In the data, find each line where the word "appx" appears and list that line.

Top of INFORMATION SUPPLIED

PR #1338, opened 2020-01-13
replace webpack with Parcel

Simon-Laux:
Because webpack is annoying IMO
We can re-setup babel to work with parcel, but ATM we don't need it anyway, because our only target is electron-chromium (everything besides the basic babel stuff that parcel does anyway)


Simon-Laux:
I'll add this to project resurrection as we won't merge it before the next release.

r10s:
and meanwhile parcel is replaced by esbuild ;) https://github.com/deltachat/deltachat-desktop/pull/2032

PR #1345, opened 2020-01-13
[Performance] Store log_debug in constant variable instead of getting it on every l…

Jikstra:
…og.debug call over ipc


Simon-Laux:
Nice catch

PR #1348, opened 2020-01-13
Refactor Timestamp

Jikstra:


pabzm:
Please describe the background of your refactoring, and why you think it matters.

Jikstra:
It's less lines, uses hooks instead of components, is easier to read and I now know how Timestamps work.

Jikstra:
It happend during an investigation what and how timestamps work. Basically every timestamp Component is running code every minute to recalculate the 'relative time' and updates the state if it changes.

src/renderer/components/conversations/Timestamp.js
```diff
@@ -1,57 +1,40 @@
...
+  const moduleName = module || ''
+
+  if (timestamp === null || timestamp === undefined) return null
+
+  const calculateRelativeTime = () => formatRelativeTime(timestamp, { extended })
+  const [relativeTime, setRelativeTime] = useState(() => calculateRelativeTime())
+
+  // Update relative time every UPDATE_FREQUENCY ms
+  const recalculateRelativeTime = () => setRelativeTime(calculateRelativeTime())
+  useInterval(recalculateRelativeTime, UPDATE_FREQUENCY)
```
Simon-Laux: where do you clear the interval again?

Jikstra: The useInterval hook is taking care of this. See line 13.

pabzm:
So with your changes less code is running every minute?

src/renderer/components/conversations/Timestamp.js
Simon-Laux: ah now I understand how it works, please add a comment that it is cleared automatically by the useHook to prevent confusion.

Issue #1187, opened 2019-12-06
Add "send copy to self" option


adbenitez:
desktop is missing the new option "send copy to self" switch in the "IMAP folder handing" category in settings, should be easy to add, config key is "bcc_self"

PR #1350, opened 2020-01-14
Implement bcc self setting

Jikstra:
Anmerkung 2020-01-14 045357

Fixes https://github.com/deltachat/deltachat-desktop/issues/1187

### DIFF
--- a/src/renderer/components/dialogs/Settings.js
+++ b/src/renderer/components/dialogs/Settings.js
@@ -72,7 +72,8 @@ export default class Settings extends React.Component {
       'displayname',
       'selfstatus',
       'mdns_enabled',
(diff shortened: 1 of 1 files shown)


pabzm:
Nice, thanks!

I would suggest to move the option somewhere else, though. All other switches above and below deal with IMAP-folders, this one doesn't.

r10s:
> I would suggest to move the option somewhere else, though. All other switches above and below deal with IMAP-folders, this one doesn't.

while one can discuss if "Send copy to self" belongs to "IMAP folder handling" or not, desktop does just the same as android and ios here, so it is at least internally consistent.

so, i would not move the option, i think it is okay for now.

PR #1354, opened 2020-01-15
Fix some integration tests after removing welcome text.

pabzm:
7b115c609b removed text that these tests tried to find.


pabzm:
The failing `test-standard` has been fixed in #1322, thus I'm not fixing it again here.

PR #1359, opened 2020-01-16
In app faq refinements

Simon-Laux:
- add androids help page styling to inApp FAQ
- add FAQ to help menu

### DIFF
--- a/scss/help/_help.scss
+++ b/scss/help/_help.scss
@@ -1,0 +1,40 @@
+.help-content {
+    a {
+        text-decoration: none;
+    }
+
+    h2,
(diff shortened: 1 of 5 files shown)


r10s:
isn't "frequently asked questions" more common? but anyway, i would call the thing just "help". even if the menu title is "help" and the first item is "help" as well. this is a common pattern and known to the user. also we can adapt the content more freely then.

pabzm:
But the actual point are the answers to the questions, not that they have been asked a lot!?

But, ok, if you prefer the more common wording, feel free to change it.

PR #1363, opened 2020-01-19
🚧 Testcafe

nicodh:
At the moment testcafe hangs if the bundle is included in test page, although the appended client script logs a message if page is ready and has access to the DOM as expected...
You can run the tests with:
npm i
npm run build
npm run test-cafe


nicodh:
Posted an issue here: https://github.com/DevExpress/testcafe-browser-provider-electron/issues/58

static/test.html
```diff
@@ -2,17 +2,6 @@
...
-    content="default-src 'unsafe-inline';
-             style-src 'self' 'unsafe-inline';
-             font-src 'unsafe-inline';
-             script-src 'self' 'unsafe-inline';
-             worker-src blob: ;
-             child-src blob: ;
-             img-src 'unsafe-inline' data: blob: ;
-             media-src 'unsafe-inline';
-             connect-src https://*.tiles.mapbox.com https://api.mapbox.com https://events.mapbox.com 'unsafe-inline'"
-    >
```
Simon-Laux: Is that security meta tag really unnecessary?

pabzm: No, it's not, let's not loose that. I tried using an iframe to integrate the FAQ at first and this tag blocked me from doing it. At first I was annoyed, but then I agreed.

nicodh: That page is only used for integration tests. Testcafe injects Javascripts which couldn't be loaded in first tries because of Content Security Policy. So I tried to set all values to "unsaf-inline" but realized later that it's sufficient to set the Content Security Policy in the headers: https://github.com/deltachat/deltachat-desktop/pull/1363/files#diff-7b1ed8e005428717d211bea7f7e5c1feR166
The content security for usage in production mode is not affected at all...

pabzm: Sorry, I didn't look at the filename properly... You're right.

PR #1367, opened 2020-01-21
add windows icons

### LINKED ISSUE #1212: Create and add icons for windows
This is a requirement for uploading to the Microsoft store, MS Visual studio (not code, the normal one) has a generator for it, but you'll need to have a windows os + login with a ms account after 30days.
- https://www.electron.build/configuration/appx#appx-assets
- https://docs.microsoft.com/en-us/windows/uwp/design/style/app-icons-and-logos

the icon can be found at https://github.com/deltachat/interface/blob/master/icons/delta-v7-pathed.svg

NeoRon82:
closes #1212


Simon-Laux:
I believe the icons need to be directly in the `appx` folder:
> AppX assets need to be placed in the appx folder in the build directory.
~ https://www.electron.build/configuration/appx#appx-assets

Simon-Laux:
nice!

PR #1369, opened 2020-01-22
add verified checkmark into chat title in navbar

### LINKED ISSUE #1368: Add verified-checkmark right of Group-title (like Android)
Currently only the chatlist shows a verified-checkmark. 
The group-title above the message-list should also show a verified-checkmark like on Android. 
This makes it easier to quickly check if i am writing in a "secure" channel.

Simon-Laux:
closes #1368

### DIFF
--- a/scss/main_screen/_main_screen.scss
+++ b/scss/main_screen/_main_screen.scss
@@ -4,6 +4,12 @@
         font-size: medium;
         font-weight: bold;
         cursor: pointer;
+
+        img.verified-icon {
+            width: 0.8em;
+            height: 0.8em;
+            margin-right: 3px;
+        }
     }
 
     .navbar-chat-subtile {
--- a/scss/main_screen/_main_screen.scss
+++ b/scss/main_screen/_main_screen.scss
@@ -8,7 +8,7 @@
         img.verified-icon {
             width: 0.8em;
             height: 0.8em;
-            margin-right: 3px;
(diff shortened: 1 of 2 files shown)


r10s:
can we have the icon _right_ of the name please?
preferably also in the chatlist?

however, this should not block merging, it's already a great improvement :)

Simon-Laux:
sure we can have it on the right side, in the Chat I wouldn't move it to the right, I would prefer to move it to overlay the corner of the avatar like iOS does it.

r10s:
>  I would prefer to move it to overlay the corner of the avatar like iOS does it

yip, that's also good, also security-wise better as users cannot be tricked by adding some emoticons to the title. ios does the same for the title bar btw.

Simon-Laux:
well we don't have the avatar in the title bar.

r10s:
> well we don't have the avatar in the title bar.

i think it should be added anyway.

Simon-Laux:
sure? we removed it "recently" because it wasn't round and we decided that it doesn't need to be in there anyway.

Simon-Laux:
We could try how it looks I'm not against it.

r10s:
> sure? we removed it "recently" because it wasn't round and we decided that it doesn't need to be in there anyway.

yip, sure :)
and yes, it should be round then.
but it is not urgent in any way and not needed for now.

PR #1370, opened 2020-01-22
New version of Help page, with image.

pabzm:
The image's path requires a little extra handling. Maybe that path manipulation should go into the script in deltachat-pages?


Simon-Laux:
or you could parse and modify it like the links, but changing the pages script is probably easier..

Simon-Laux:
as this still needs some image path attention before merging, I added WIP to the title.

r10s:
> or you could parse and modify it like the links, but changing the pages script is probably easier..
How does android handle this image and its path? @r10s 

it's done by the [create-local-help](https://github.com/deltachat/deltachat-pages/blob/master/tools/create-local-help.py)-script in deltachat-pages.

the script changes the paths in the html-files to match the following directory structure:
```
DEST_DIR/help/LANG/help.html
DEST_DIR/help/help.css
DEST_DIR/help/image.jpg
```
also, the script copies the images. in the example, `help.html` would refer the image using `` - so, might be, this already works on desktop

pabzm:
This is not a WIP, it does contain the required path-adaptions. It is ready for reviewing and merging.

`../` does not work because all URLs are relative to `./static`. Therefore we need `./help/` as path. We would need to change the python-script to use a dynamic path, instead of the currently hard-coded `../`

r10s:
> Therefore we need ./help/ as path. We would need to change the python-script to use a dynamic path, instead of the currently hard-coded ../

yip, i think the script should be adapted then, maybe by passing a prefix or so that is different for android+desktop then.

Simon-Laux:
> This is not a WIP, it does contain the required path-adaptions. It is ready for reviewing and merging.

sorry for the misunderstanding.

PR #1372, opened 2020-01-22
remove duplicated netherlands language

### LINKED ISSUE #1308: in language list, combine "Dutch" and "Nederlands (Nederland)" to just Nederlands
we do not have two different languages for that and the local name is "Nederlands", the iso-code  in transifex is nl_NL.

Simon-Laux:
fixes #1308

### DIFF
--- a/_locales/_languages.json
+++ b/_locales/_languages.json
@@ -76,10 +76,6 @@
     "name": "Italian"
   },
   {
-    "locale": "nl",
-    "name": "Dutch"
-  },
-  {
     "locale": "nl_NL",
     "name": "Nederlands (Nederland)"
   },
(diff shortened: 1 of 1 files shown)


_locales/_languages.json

Bottom of INFORMATION SUPPLIED

- TASK OUTPUT -
- https://www.electron.build/configuration/appx#appx-assets
I believe the icons need to be directly in the `appx` folder:
> AppX assets need to be placed in the appx folder in the build directory.
~ https://www.electron.build/configuration/appx#appx-assets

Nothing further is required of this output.